Direct naar content gaan

Samenvatting

X (belanghebbende) heeft bezwaar gemaakt tegen de hoogte van de WOZ-waarde van zijn woning voor het jaar 2022, de aanslag afvalstoffenheffing 2022 en de aanslag hondenbelasting 2022. Hij heeft verzocht om te worden gehoord. Het bezwaar is ongegrond verklaard.

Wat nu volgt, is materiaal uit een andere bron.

PR #2746, opened 2024-03-22
implement static files serving without app.mount

### LINKED ISSUE #2570: 404 error page not rendered on static file routes

rodja:
This pull request fixes #2570 by not using `app.mount` to serve those files. See https://github.com/zauberzeug/nicegui/issues/2570#issuecomment-2014345947 for details of why I think this is the best solution.

### DIFF
--- a/nicegui/app/app.py
+++ b/nicegui/app/app.py
@@ -153,7 +153,12 @@ class App(FastAPI):
         """
         if url_path == '/':
             raise ValueError('''Path cannot be "/", because it would hide NiceGUI's internal "/_nicegui" route.''')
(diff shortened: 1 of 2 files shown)


rodja:
@Lucas-lyh, it would be great if you could try this out for your scenarios.

falkoschindler (approved):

X stelt bij Rechtbank Oost-Brabant dat hij ten onrechte niet is gehoord. Volgens de Heffingsambtenaar is X telefonisch gehoord. Hij heeft toegelicht dat als een belanghebbende wordt gebeld voor een telefonisch hoorgesprek, op dat moment wordt gevraagd om toestemming voor het telefonisch horen. Zo moet het ook zijn gegaan bij X. De Heffingsambtenaar heeft op de zitting een screenshot overgelegd uit zijn interne administratie waarin te lezen is wat tijdens het telefoongesprek is besproken.

Uit de overgelegde screenshot kan de Rechtbank niet opmaken dat X is uitgenodigd voor een hoorzitting en dat hij de mogelijkheid heeft gehad om al zijn standpunten toe te lichten tijdens het telefoongesprek. Ook is niet duidelijk of X om toestemming is gevraagd voor een telefonische hoorzitting of dat toestemming is gegeven.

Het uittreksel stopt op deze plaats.